Can compiler sometimes cache variable declared as volatile

From what I know, the compiler never optimizes a variable that is declared as volatile. However, I have an array declared like this.

volatile long array[8];

And different threads read and write to it. An element of the array is only modified by one of the threads and read by any other thread. However, in certain situations I've noticed that even if I modify an element from a thread, the thread reading it does not notice the change. It keeps on reading the same old value, as if compiler has cached it somewhere. But compiler in principal should not cache a volatile variable, right? So how come this is happening.
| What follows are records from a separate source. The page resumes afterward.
PR #951, opened 2021-07-31
5 ➡️ 6

chapulina:
# ➡️ Forward port

Port `ign-gazebo5` to `main`

Branch comparison: https://github.com/ignitionrobotics/ign-gazebo/compare/main...ign-gazebo5


src/gui/GuiRunner.cc
```diff
@@ -151,25 +151,10 @@ void GuiRunner::RequestState()
 }
 
 /////////////////////////////////////////////////
-void GuiRunner::OnPluginAdded(const QString &_objectName)
+void GuiRunner::OnPluginAdded(const QString &)
```
azeey, line 154: Can this be removed since this is targeting `main`?

azeey (approved):
LGTM! Just one minor comment

src/gui/GuiRunner.hh
```diff
@@ -49,6 +49,7 @@ class IGNITION_GAZEBO_GUI_VISIBLE GuiRunner : public QObject
   public: ~GuiRunner() override;
 
   /// \brief Callback when a plugin has been added.
+  /// This function has no effect and is left here for ABI compatibility.
```
adlarkin, line 52: Since we don't have to worry about API/ABI breaks in fortress, should this method be removed?

src/gui/GuiRunner.cc
chapulina: This function may make a comeback on Fortress, in https://github.com/ignitionrobotics/ign-gazebo/pull/793, so I'd rather leave it there until we sort that out.

adlarkin (approved):
LGTM! I have just one quesiton.

src/gui/GuiRunner.hh
adlarkin: Nevermind, I see that this was asked/answered already in https://github.com/ignitionrobotics/ign-gazebo/pull/951#discussion_r681152457

PR #958, opened 2021-08-06
Fix crash in the follow_actor example

luca-della-vedova:
This PR fixes a sneaky segfault introduced in #858, while the fix works I'm open to better solutions if anything is recommended (it makes the function arguments a bit bulky).

The issue was that the previous version of the code was relying on an unfortunate coincidence related to the variable names for the `entityPoses` and `trajectoryPoses` data structures, specifically when updating them [here](https://github.com/ignitionrobotics/ign-gazebo/blob/3e8d4e7dd97d6dccdab456625b4b17c9749ebf64/src/rendering/RenderUtil.cc#L845-L855) the variables would refer to the local variables introduced in the beginning of the `Update()` function, [here](https://github.com/ignitionrobotics/ign-gazebo/blob/3e8d4e7dd97d6dccdab456625b4b17c9749ebf64/src/rendering/RenderUtil.cc#L535-L537).
However, when during the refactor the code was moved into a [new function](https://github.com/ignitionrobotics/ign-gazebo/blob/a1ebffa973707a7273c33736c6dcbb7b2b171eb5/src/rendering/RenderUtil.cc#L2030-L2031), the Implementation class variables (i.e. [this](https://github.com/ignitionrobotics/ign-gazebo/blob/a1ebffa973707a7273c33736c6dcbb7b2b171eb5/src/rendering/RenderUtil.cc#L189-L190) and [this](https://github.com/ignitionrobotics/ign-gazebo/blob/a1ebffa973707a7273c33736c6dcbb7b2b171eb5/src/rendering/RenderUtil.cc#L219-L220)) with the same name are being silently used behind the scenes, the problem is that at the beginning of the `Update()` function there is a `std::move` [call](https://github.com/ignitionrobotics/ign-gazebo/blob/3e8d4e7dd97d6dccdab456625b4b17c9749ebf64/src/rendering/RenderUtil.cc#L535-L537) that moves from the member data structures into the local variables, hence it becomes a case of using a data structure after it has been moved, which causes a segfault for a null pointer exception in the data pointer.

To reproduce the bug / check the PR just run the `follow_actor` demo with and without the PR:
`ign gazebo follow_actor.sdf`


iche033 (commented):
nice, I can reproduce the crash and this fixes it for me too. 

Adding a sensors system and a camera to the follow_actor integration test also causes the test to crash. I've added it in the [fix/follow_actor_crash_test](https://github.com/ignitionrobotics/ign-gazebo/compare/fix/follow_actor_crash...fix/follow_actor_crash_test) branch so we can test the rendering side as part of the integration test in the future. Can you take a look and merge if that looks good to you?

adlarkin:
Thanks @luca-della-vedova for catching this! Sorry I didn't notice this when working on #858 :grimacing: 

> Adding a sensors system and a camera to the follow_actor integration test also causes the test to crash

Do we need to fix this as well?

iche033:
> Do we need to fix this as well?

oh I meant adding it to the test  causes to crash before the changes in this PR, and confirmed that the test no longer crashes after this PR.

src/rendering/RenderUtil.cc
```diff
@@ -358,7 +358,9 @@ class ignition::gazebo::RenderUtilPrivate
   /// data.
   /// \sa actorManualSkeletonUpdate
   public: void UpdateAnimation(const std::unordered_map<Entity,
-              AnimationUpdateData> &_actorAnimationData);
+              AnimationUpdateData> &_actorAnimationData,
+              const std::unordered_map<Entity, math::Pose3d> &_entityPoses,
+              const std::unordered_map<Entity, math::Pose3d> &_trajectoryPoses);
```
adlarkin, line 363: Can these new parameters be added to the method documentation as well?

luca-della-vedova: [Done](https://github.com/ignitionrobotics/ign-gazebo/pull/958/commits/0dd0970925853701625586b6b18073992248108b), I hope I did it right (position and content) since I'm not too familiar with this part of the code.

luca-della-vedova:
> nice, I can reproduce the crash and this fixes it for me too.
> 
> Adding a sensors system and a camera to the follow_actor integration test also causes the test to crash. I've added it in the [fix/follow_actor_crash_test](https://github.com/ignitionrobotics/ign-gazebo/compare/fix/follow_actor_crash...fix/follow_actor_crash_test) branch so we can test the rendering side as part of the integration test in the future. Can you take a look and merge if that looks good to you?

Done!

iche033 (approved):
looks good to me!

src/rendering/RenderUtil.cc
adlarkin: Looks great, thanks!

adlarkin (approved):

NOTE: I am not using volatile for thread synchronization, so please stop giving me answers such as use a lock or an atomic variable. I know the difference between volatile, atomic variables and mutexes. Also note that the architecture is x86 which has proactive cache coherence. Also I read the variable for long enough after it is supposedly modified by the other thread. Even after a long time, the reading thread can't see the modified value.

Solution

But compiler in principal should not cache a volatile variable, right?

No, the compiler in principle must read/write the address of the variable each time you read/write the variable.
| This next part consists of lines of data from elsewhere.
Issue #102, opened 2020-04-28
Copy / paste entities from the GUI


chapulina:
Add options to copy / cut / paste models through the GUI.

Hotkeys:
* Cut = CTRL+X
* Copy =  CTRL+C
* Paste = CTRL+V

The option should also be available from the context (right-click) menu.

chapulina:
I'll dump some more things I discussed with @adlarkin here:

# The quick way

The quickest approach at the moment would make use of the [SpawnFromDescription](https://github.com/ignitionrobotics/ign-gui/blob/cac3da702a312f81fee928f9e52cf61e533939fa/include/ignition/gui/GuiEvents.hh#L101-L103) event and pass the contents of `components::ModelSdf` (requires https://github.com/ignitionrobotics/ign-gazebo/pull/851)

Drawbacks of this approach:

* Only works for models (not lights, actors, etc)
* Requires the GUI to parse the SDF file to create the spawn preview that's attached to the mouse. This can take a non-negligible time for models with multiple links, joints and materials.

# The :sparkles:  great :sparkle:  way

My recommended implementation involves using the [clone_name](https://github.com/ignitionrobotics/ign-msgs/blob/ign-msgs7/proto/ignition/msgs/entity_factory.proto#L58-L59) field of `msgs::EntityFactory`:

### 1: UserCommands

- [ ] Make the `UserCommands` system parse the `clone_name` field here:

    https://github.com/ignitionrobotics/ign-gazebo/blob/24be610ac1e8889b6c538a110c84da7f91360a39/src/systems/user_commands/UserCommands.cc#L726-L731

    This would probably entail:
    1. Getting an entity ID from its name
    2. Copying all entities and components that compose this entity
        * Recursively include all children
        * Make sure the new entities have different IDs
    
    This could be in its own PR. One way to verify that this works would be:

    1. Start `ign gazebo shapes.sdf`
    2. On another terminal, call:
        
            ign service -s /world/shapes/create \
                --reqtype ignition.msgs.EntityFactory \
                --reptype ignition.msgs.Boolean \
                --timeout 300 \
               --req 'clone_name: "box", pose {z: 10}, name: "box_copy"'

    3. A red box is spawned and falls on top of the original one.

## 2: 3D Scene

- [ ] Create a new `SpawnFromCloneName` GUI event (or some name like that) that just takes a top-level entity's name. And listen to it from `Scene3D`.

[...]

PR #959, opened 2021-08-06
Add support for cloning entities

adlarkin:

# 🎉 New feature

Part of #102

## Summary
This PR completes "The Great Way", part 1 of https://github.com/ignitionrobotics/ign-gazebo/issues/102#issuecomment-890165166. I had to make an ABI-breaking change in `Component.hh` by adding a new virtual `Clone` method for components, so this is targeting main. If there's a way to achieve component cloning functionality without breaking ABI, let me know!

## Test it
New tests have been written in this PR (see `src/Component_TEST.cc`, src/`EntityComponentManager_TEST.cc`).

To test this manually, you can do the following:
1. start gazebo:
```
ign gazebo shapes.sdf
```
2. in a new terminal, run the following command to clone the red box. Since we set the cloned box's `position.z` is set to 3 in the service call, the cloned box should appear above the original box:
```
ign service -s /world/shapes/create --reqtype ignition.msgs.EntityFactory --reptype ignition.msgs.Boolean --timeout 300 --req 'clone_name: "box", pose: {position: {z: 3}}, name: "box_copy"'
```

## Checklist
- [ ] Added tests


adlarkin:
Currently, I am having an issue where the cloned entity cannot be moved. Here's what I am seeing when I run through the steps in the `Test It` section of the PR description (`box_copy` is the clone. Also, notice how when I move the original box, `box_copy` moves back to the origin): 

clone_wont_move

Does anyone know what might be causing this?

chapulina:
> Does anyone know what might be causing this?

I looked a bit into it and I'm not sure. I verified that:

* the `UserCommands` system receives the pose command
* all entities are created and **appear to** have the correct components, but I didn't double check each of them
* the `Physics` system **appears to** correctly creates `ign-physics` entities
* the `Physics` system receives and applies the `WorldPoseCmd`

I did notice that the code never reaches this point when moving the copied model, but it does when moving other models:

https://github.com/ignitionrobotics/ign-gazebo/blob/9fbb9b988c20711fcff706fb14d034516e027e6b/src/systems/physics/Physics.cc#L2251

My suggestion would be to trace back what's missing for the code to get there. I hope that helps

src/EntityComponentManager.cc
```diff
@@ -206,6 +209,79 @@ Entity EntityComponentManagerPrivate::CreateEntityImplementation(Entity _entity)
...
+        << "has this name." << std::endl;
+      return kNullEntity;
+    }
+    uniqueNameGenerated = true;
+  }
+
+  auto clonedEntity = this->CreateEntity();
+
+  if (_parent != kNullEntity)
+    this->CreateComponent(clonedEntity, components::ParentEntity(_parent));
```
iche033, line 242: also call `this->SetParentEntity(clonedEntity, _parent);`?

iche033 (commented):
looks like the `box` and `box_copy` have the same canonical link in the physics system. Maybe when cloning the entity, you'll need to update the cloned entity's canonical entity to the cloned child link?

src/EntityComponentManager.cc
adlarkin: Yeah, thanks for catching this :+1: I added it in https://github.com/ignitionrobotics/ign-gazebo/pull/959/commits/8b0e17c2887028a8662aea087d2905a31679ecae

adlarkin:
> looks like the `box` and `box_copy` have the same canonical link in the physics system. Maybe when cloning the entity, you'll need to update the cloned entity's canonical link to the cloned child link?

Yeah, that was the issue! I addressed this in https://github.com/ignitionrobotics/ign-gazebo/pull/959/commits/8b0e17c2887028a8662aea087d2905a31679ecae, and things seem to be working now. So, this PR should be ready for review :crossed_fingers: 

---

One other thing to note is a TODO note that I left in the code: https://github.com/ignitionrobotics/ign-gazebo/blob/8b0e17c2887028a8662aea087d2905a31679ecae/src/systems/user_commands/UserCommands.cc#L744

This is referring to the following field in the `entity_factory` message: https://github.com/ignitionrobotics/ign-msgs/blob/7a702296e6b58c7c3bfd9638c296a9e62f48810c/proto/ignition/msgs/entity_factory.proto#L72-L74

We have a method for getting the pose of an entity in the world: https://github.com/ignitionrobotics/ign-gazebo/blob/09e2ea78bf10d0bf84871e4ad3d0e120b85100eb/include/ignition/gazebo/Util.hh#L38-L43

Do we have any other similar methods for getting the pose of an entity in a particular frame?

iche033:
> Do we have any other similar methods for getting the pose of an entity in a particular frame?

There is this [RelativePose](https://github.com/ignitionrobotics/ign-gazebo/blob/ign-gazebo5/src/systems/physics/Physics.cc#L2088) function in the physics system that may be useful here?

iche033:
copying simple shapes and meshes work well. I then tried to copy lights and sensors and ran into issues:
* lights - crashes when trying to clone a light with the service call
* sensors - cloning works but the data is published to the same topic, e.g. for camera sensors, in ImageDisplay you'll see images switching between two camera views

I'm testing with `fuel_textured_mesh.sdf` world with the following cmds:

```
ign service -s /world/fuel/create --reqtype ignition.msgs.EntityFactory --reptype ignition.msgs.Boolean --timeout 300 --req 'clone_name: "tube_light", pose: {position: {z: 1}}, name: "tube_light_copy"'
ign service -s /world/fuel/create --reqtype ignition.msgs.EntityFactory --reptype ignition.msgs.Boolean --timeout 300 --req 'clone_name: "camera", pose: {position: {z: 3}}, name: "camera_copy"'
```

iche033:
> sensors - cloning works but the data is published to the same topic,

actually I think this may be ok. It's the same behavior when user tries to insert the same sensor model twice into the scene. If a user wants different camera topics, they will need to leave out the `<topic>` field and let gazebo auto generate the topic name

adlarkin:
> There's a possible race condition with the views
> For now, I've made a temporary fix for this in fe95598, but I will open a new PR with a better fix that is more performance-friendly.

I've opened a better fix in #1001 which seems to resolve the race condition issue, so I have reverted the temporary fix in https://github.com/ignitionrobotics/ign-gazebo/pull/959/commits/d9de4396020b02f320dea403863cb1af2c55f55f.

adlarkin:
#1001 has been merged, and this PR has been updated to include these changes in https://github.com/ignitionrobotics/ign-gazebo/pull/959/commits/876724b6f732efc43d8091074c964d8380fca49d. So, now, I believe that the only other issue (for lights, at least) is what I described in the second half of https://github.com/ignitionrobotics/ign-gazebo/pull/959#issuecomment-906883962 (cloning -> deleting -> re-cloning while simulation is paused), which seems to be a bug that already existed before this PR.

adlarkin:
I found that when cloning actors, the same fix with the light sdf (https://github.com/ignitionrobotics/ign-gazebo/pull/959#issuecomment-906883962) had to be applied. Cloning actors should work now with https://github.com/ignitionrobotics/ign-gazebo/pull/959/commits/2fbb3849932a04fa35d7dec60f408a334760bcf8.

I believe that cloning support now exists for simple shapes, meshes, sensors, lights, and actors. This should be ready for another round of review.

iche033:
>  So, now, I believe that the only other issue (for lights, at least) is what I described in the second half of #959 (comment) (cloning -> deleting -> re-cloning while simulation is paused), which seems to be a bug that already existed before this PR.

I think the problem is in the order which the rendering thread processes requests from the ECM. So this may be what's happening: When the user Clones -> Deletes -> Clones a `tube_light`, and hits Play, the sensors system starts processing these requests. Since sim was paused when these operations took place, these requests all come in at the same time. The rendering thread then carries out these operations in the following order as seen [here](https://github.com/ignitionrobotics/ign-gazebo/blob/ign-gazebo5/src/rendering/RenderUtil.cc#L661-L678):
1. Delete `tube_light_copy `
2. Create `tube_light_copy`
3. Create `tube_light_copy` -> crash because light with the same name already exists.

At minimum, I think we should catch duplicate lights in SceneManager e.g. using `scene->HasLightName` check, so we can avoid crashes when we roll out the clone feature. We can then ticket this issue about creating and deleting entities with the same name when sim is paused.

adlarkin:
> At minimum, I think we should catch duplicate lights in SceneManager e.g. using `scene->HasLightName` check, so we can avoid crashes when we roll out the clone feature

I went ahead and made the following changes to catch duplicate lights:
```diff
diff --git a/src/rendering/SceneManager.cc b/src/rendering/SceneManager.cc
index 283c12f1..b8f891ac 100644
--- a/src/rendering/SceneManager.cc
+++ b/src/rendering/SceneManager.cc
@@ -1101,6 +1101,12 @@ rendering::LightPtr SceneManager::CreateLight(Entity _id,
     name = parent->Name() +  "::" + name;
 
   rendering::LightPtr light;
+  if (this->dataPtr->scene->HasLightName(name))
+  {
+    ignerr << "A light named [" << name << "] already exists in the scene.\n";
+    return light;
+  }
+
```

However, I must say that I am still a little confused by the behavior. If I follow the same pattern of creating -> deleting -> creating the light copy while simulation is paused, and then press play, no crash occurs and I see this error message, as expected:
```
[Err] [SceneManager.cc:1106] A light named [tube_light_copy] already exists in the scene.
```

But, after doing this, if I press play and then delete -> create the light copy again, I see the same error message when re-creating the light, which doesn't make sense to me since the light has been deleted and re-created successfully in the GUI. So, my concern is that while things may appear to be okay on the GUI, something still isn't right on the server side.

src/EntityComponentManager.cc
```diff
@@ -270,6 +276,154 @@ Entity EntityComponentManagerPrivate::CreateEntityImplementation(Entity _entity)
   return _entity;
 }
 
+/////////////////////////////////////////////////
+Entity EntityComponentManager::Clone(const Entity _entity, const Entity _parent,
+    const std::string &_name, bool _allowRename)
+{
+  // During cloning, we populate two maps:
+  //  - map of cloned model entities to the non-cloned model's canonical link
```
chapulina, line 284: If feels strange to give the canonical link component special treatment. The ECM should be treating all components the same way as much as possible.

I believe that a more general approach would be to treat all components that have `Entity` data type the same way. This may need some template magic. At the moment, the only components that hold `Entity` are `CanonicalLink` and `ParentEntity`, but in the future we may have other components that point to other entities (I don't know, like `EndEffectorLink`), and the current approach won't scale well for them.

src/systems/user_commands/UserCommands.cc
```diff
@@ -725,9 +725,28 @@ bool CreateCommand::Execute()
     }
     case msgs::EntityFactory::kCloneName:
     {
-      // TODO(louise) Implement clone
-      ignerr << "Cloning an entity is not yet supported." << std::endl;
-      return false;
+      auto entityToClone = this->iface->ecm->EntityByComponents(
+          components::Name(createMsg->clone_name()));
```
chapulina, line 729: We should check if `kNullEntity != entityToClone` in case the user passes a bad `clone_name`

src/systems/user_commands/UserCommands.cc
```diff
@@ -725,9 +725,28 @@ bool CreateCommand::Execute()
...
+      auto parentComp =
+        this->iface->ecm->Component<components::ParentEntity>(entityToClone);
```
chapulina, line 731: For now, it's best we shortcut here if `!parentComp || parentComp->Data() != worldEntity`, because we don't have good support for creating non-top-level entities yet. i.e. we don't want to let users clone a joint just yet.

src/EntityComponentManager.cc
```diff
@@ -270,6 +276,154 @@ Entity EntityComponentManagerPrivate::CreateEntityImplementation(Entity _entity)
...
+    // we're cloning a canonical link, so we map the original canonical link
+    // to the cloned canonical link
+    _oldToClonedCanonicalLink[_entity] = clonedEntity;
+  }
+
+  for (const auto &childEntity :
+      this->EntitiesByComponents(components::ParentEntity(_entity)))
+  {
+    this->Clone(childEntity, clonedEntity, "", true, _oldModelCanonicalLink,
+        _oldToClonedCanonicalLink);
```
chapulina, line 421: I think we should check the return value of this function to handle children not being created correctly.

src/EntityComponentManager.cc
```diff
@@ -270,6 +276,154 @@ Entity EntityComponentManagerPrivate::CreateEntityImplementation(Entity _entity)
...
+    // skip the Name and ParentEntity components since those were already
+    // handled above
+    if ((type == components::Name::typeId) ||
+        (type == components::ParentEntity::typeId))
+      continue;
+
+    auto originalComp = this->ComponentImplementation(_entity, type);
+    auto clonedComp = originalComp->Clone();
+
+    if (type == components::Light::typeId)
```
chapulina, line 383: Handling each component type's special case within the ECM doesn't scale well. How about overriding the `Component::Clone()` function that you created so each component can handle its cloning special needs separately?

In any case, I'd say we don't need to worry about updating the contents of SDF components when cloning. These contents become outdated the moment the `SdfEntityCreator` generates components for them and it's not feasible to keep everything in sync. We can treat most SDF components as the "initial SDF" for an entity.

chapulina (changes requested):
I did a first pass. There are some things that concern me about the changes to the ECM as I wrote below. But I think that the addition of `Component::Clone` is good, and that's the actual ABI breaking change. So if we can't sort out the ECM until code freeze, I think we can at least get the `Component::Clone` function into Fortress and add the ECM stuff later.

src/EntityComponentManager.cc
adlarkin: > How about overriding the Component::Clone() function that you created so each component can handle its cloning special needs separately?

That sounds like a good approach :+1: 

> In any case, I'd say we don't need to worry about updating the contents of SDF components when cloning.

The issue is that if I don't update the name of the SDF for lights and actors, then they won't get created because another light/actor already exists with this name - in fact, the `SceneManager` will crash if the name isn't changed. Take a look at this code as an example:
https://github.com/ignitionrobotics/ign-gazebo/blob/1334b5cb6a123cd16c5d39b1cebb03e2f25a2bee/src/rendering/SceneManager.cc#L1111-L1117

If I try cloning a light without changing the name in the SDF, the `CreateSpotLight` call returns a `nullptr` because a light already exists with that name, and then that `nullptr` is dereferenced a few lines later, causing a crash. I can check to make sure that the name used for cloning something isn't already taken, but then I get into the issues described in https://github.com/ignitionrobotics/ign-gazebo/pull/959#issuecomment-919454527.

So, should I still modify the name in the SDF for lights and actors if I were to override `Component::Clone()` for these components?

chapulina: > The issue is that if I don't update the name of the SDF for lights and actors, then they won't get created because another light/actor already exists with this name

Argh I see :woman_facepalming: I think we shouldn't be using the `sdf::Light::Name` there, but the `Name` component.

So you can either override `Component::Clone` or update `SceneManager` to use the name component. Whatever is faster for now :+1:

src/EntityComponentManager.cc
adlarkin: https://github.com/ignitionrobotics/ign-gazebo/pull/959/commits/ba5f116ae6dbcc4602a15853cec2dae1d9d7aec6

src/systems/user_commands/UserCommands.cc
adlarkin: Sounds good. I made the change in https://github.com/ignitionrobotics/ign-gazebo/pull/959/commits/ba5f116ae6dbcc4602a15853cec2dae1d9d7aec6 and added a `TODO` note about adding future support for creating non-top level entities

src/EntityComponentManager.cc
adlarkin: > If feels strange to give the canonical link component special treatment. The ECM should be treating all components the same way as much as possible.

Agreed :+1: 

> I believe that a more general approach would be to treat all components that have Entity data type the same way. This may need some template magic.

Should I try to go ahead and update this now? Or do we want to leave a `TODO` note/ticket an issue and come back to it later? If we were to make this change now, I'm not sure off the top of my head how I'd do it, so we may need to do some brainstorming.

chapulina: I'd be ok going with this for now for expediency, but how about removing that private function from the public header?

adlarkin: > how about removing that private function from the public header?

I was hoping to move the private method to the `EntityComponentManagerPrivate` class, but I can't because the private method calls private methods from the `EntityComponentManager` class (`CreateComponentImplementation`, `ComponentImplementation`). So, unless there's another way to hide this method, it may need to stay in the public header.

src/EntityComponentManager.cc
adlarkin: The `SceneManager` has been updated to use `components::Name`: https://github.com/ignitionrobotics/ign-gazebo/pull/959/commits/cef373f156ebd36abbf87d59aa5025fd37487bb2

I believe that resolves this conversation, unless there's anything else I am missing?

src/EntityComponentManager.cc
chapulina: I pushed the idea we talked about in 96396c83c5947151ea3050bbd8234d89eccc3118.

chapulina (approved):
Great work! The usefulness of the new API and transport service goes beyond the copy/paste GUI functionality.

chapulina:
The Windows build failed with an infra issue. I'm going to merge this, hopefully it compiles on Windows :crossed_fingers: Otherwise we fix it tomorrow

[Edit: At least, it must do so up to the point at which the the implementation believes that the value at that address is "observable". As Dietmar points out in his answer, an implementation might declare that normal memory "cannot be observed". This would come as a surprise to people using debuggers, mprotect, or other stuff outside the scope of the standard, but it could conform in principle.]

In C++03, which does not consider threads at all, it is up to the implementation to define what "accessing the address" means when running in a thread. Details like this are called the "memory model". Pthreads, for example, allows per-thread caching of the whole of memory, including volatile variables. IIRC, MSVC provides a guarantee that volatile variables of suitable size are atomic, and it will avoid caching (rather, it will flush as far as a single coherent cache for all cores). The reason it provides that guarantee is because it's reasonably cheap to do so on Intel -- Windows only really cares about Intel-based architectures, whereas Posix concerns itself with more exotic stuff.

C++11 defines a memory model for threading, and it says that this is a data race (i.e. that volatile does not ensure that a read in one thread is sequenced relative to a write in another thread). Two accesses can be sequenced in a particular order, sequenced in unspecified order (the standard might say "indeterminate order", I can't remember), or not sequenced at all. Not sequenced at all is bad -- if either of two unsequenced accesses is a write then behavior is undefined.

The key here is the implied "and then" in "I modify an element from a thread AND THEN the thread reading it does not notice the change". You're assuming that the operations are sequenced, but they're not. As far as the reading thread is concerned, unless you use some kind of synchronization the write in the other thread hasn't necessarily happened yet. And actually it's worse than that -- you might think from what I just wrote that it's only the order of operations that is unspecified, but actually the behavior of a program with a data race is undefined.